Wednesday, 16 September 2009

Oh my poor poor artform (continued)

I agree the Guardian's week of comics is fun and nostalgic and we should enjoy it for what it is. The factual inaccuracies and historical ignorance of a subject that we the comics cognoscenti know so well is only to be expected. In the corrections column you'll find many articles get many subjects wrong, and that's in instances where the facts are actually well documented. In the case of comics, where does our history lie, except scattered in a very few academic books (we get one a decade if we're lucky) and in fanzines.

Wikipedia holds some information about some comics history, but you already have to know what you're looking for. A comprehensive joined-up history of comics is impossible to find, and where would you begin?

Those of us who were raised on and then worked in British comics are regularly frustrated to realise that our comics remain virtually unknown outside of our tiny island. With the exception of the comics talent Brain Drain that began in the 80s, and which has resulted in 75% of Brits earning a living in comics doing so on American money, our strips have rarely if ever travelled.

Which means the Americans have heard of only one Dennis The Menace, the wrong one, and are aware of Judge Dredd as a naff movie and a short lived series of comics that no-one bought in the 80s. Talk to anyone in Spain, Norway, France or anywhere else they hold comic festivals that we occasionally get invited to and you'll find they've heard of random and bizarre things from Brit comic history (The Trigan Empire, Dan Dare and the IPC girls strips seem to have been very big in Norway in the 1970s) but never anything you want them to have heard of, like The Bash Street Kids.

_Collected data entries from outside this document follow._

PR #363, opened 2018-01-11
Skip test_bin tests if bin/* was not found

rra:
test_bin.py assumes the tests are being run from the root of a
Marou source distribution, but when run under Bazel, the current
working directory can be somewhere else entirely.  Skip these
tests if the files can't be found in `bin/` relative to the current
working directory.  (These tests essentially just check the imports
in the `bin/*` scripts, so it's no great loss if they're skipped.)

### DIFF
--- a/tests/test_bin.py
+++ b/tests/test_bin.py
@@ -1,16 +1,21 @@
 import subprocess
 
+from path_util import src_path
+
 
 def test_api():
-    out = subprocess.check_output(["bin/grouper-api", "--help"])
+    bin_path = src_path("bin", "grouper-api")
+    out = subprocess.check_output([bin_path, "--help"])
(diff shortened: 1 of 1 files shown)


cbguder:
Can we not find the absolute path to these files? If there's no clean way to do that, we can also change these tests to just call `main()` since there's no other code in `bin/*` (provided we agree to keep it that way, of course).

rra:
Oh, good call, I forgot about `path_util` and that approach.  How does this look?  (Unfortunately, it's rather hard to test whether this works in Bazel without merging and then updating.  I wish we had a better solution for that.)

cbguder:
Yeah, that is rather unfortunate, but it looks like it should work. This looks great to me, thanks!

PR #367, opened 2018-01-31
Increase default grouper-ctl log level to INFO

rra:
`grouper-ctl oneoff list` logs the list of modules at INFO level, so
if the log level isn't at least INFO, that command silently does
nothing.  Change the default log level for grouper-ctl to INFO
since it's interactive without changing the default for other
programs, by allowing `get_log_level` to take an optional base log
level.


rra:
Yeah, agreed. I'll create a task for that.

PR #368, opened 2018-01-31
Fix permission argument checking

rra:
Permission argument checking was a bit of a mess.  We validated
arguments when granting permissions directly, but not when creating
a request for a permission.  The backup regex checking the argument
inside the API only checked that the argument started with a valid
string, not consisted solely of a valid string.

Add validators when requesting a permission, anchor the regex in
the assertions in the API, and add tests to ensure we're properly
validating permission arguments.

Allow spaces in permission arguments, since we were already using
them (via requested permissions).

### DIFF
--- a/grouper/permissions.py
+++ b/grouper/permissions.py
@@ -63,7 +63,8 @@ def grant_permission(session, group_id, permission_id, argument=''):
     Throws:
         AssertError if argument does not match ARGUMENT_VALIDATION regex
     """
-    assert re.match(ARGUMENT_VALIDATION, argument), 'Permission argument does not match regex.'
+    assert re.match(ARGUMENT_VALIDATION + r"$", argument), \
+        'Permission argument does not match regex.'
 
     mapping = PermissionMap(permission_id=permission_id, group_id=group_id, argument=argument)
     mapping.add(session)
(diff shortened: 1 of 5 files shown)


grouper/permissions.py
```diff
@@ -63,7 +63,8 @@ def grant_permission(session, group_id, permission_id, argument=''):
     Throws:
         AssertError if argument does not match ARGUMENT_VALIDATION regex
     """
-    assert re.match(ARGUMENT_VALIDATION, argument), 'Permission argument does not match regex.'
+    assert re.match(ARGUMENT_VALIDATION + r"$", argument), \
```
cbguder: These should probably have `r"^"` prepended as well, right?

tests/test_permissions.py
```diff
@@ -233,15 +246,26 @@ def test_permission_request_flow(session, standard_graph, groups, grantable_perm
...
+    emails = _get_unsent_and_mark_as_sent_emails(session)
+    assert len(emails) == 0, "no emails queued"
+
+    # REQUEST: 'grantable.one', 'some argument' for 'serving-team'
     resp = yield http_client.fetch(fe_url, method="POST",
             body=urlencode({"permission_name": "grantable.one", "argument": "some argument",
                 "reason": "blah blah black sheep", "argument_type": "text"}),
             headers={'X-Grouper-User': username})
     assert resp.code == 200
+    print resp.body
```
cbguder: Leftover `print`? #noprintleftbehind

grouper/permissions.py
rra: `re.match` only matches at the start of the string (as opposed to `re.search`). It's one of the weird things about Python regexes.

tests/test_permissions.py
rra: Good catch.  Fixed!

PR #374, opened 2018-02-09
api: Don't query for User object when validating tokens

lfaraone:


lfaraone:
We could also just keep a local cache, but I sort of want the database roundtrip so revocation is quick.

grouper/models/user_token.py
```diff
@@ -34,6 +35,11 @@ class UserToken(Model):
         UniqueConstraint("user_id", "name"),
     )
 
+    @staticmethod
+    def get_by_value(session, username, name):
+        print username, name
```
cbguder: Stray print here

PR #376, opened 2018-02-09
List instance ID in API stats as well

cbguder:
D'oh!


grouper/api/main.py
```diff
@@ -3,8 +3,10 @@
 import sys
 from typing import TYPE_CHECKING
 
+from expvar.stats import stats
```
lfaraone: or we could be even more opaque and do `from expvar.stats.stats import set_label` jk

PR #381, opened 2018-03-26
Bump requirement versions to match Dropbox

rra:
We're testing Merou internally with a specific pinned set of
versions, so sync all the dependency versions with requirements
so that both test environments test the same thing as much as
possible.  Only do this when it pushes dependencies forward.

We only test on Python 2.7, so remove argparse from requirements.txt
since it's only required on Python 2.6.

Bump mypy to the latest release, which is closer to what we do
internally at Dropbox.


rra:
We do that too now!  But this way our public requirements match what we use internally, which makes it more likely everything will work properly. (I probably should have said that in the diff...)

PR #382, opened 2018-03-26
Add missing frontend length validators

rra:
The permission argument is currently restricted to 64 characters,
and the user token name is restricted to 16 characters.  Add those
restrictions directly to the form validation, since MySQL will
otherwise accept invalid data and silently truncate it.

Talking of factual inaccuracy, I was brought into schools last year when, at the 11th hour, teachers on the Media Studies course realised comics and graphic novels were part of a module, so I had to give the kids a quick catch up. I saw the teachers notes, provided by the exam board. They were riddled with inaccuracies, including attributing drawings to the wrong artists, attributing characters to the wrong publishers, getting comics dates out by decades, and largely skimming over Brit comics. Given that they had about 5 pages to cover the entire history of comics this is hardly surprising.

And the task the pupils had to perform to show their understanding of comics was to design a front cover. Pathetic. That's like showing you understand car mechanics by designing a number plate. Oh my poor poor beloved artform, what does your future hold?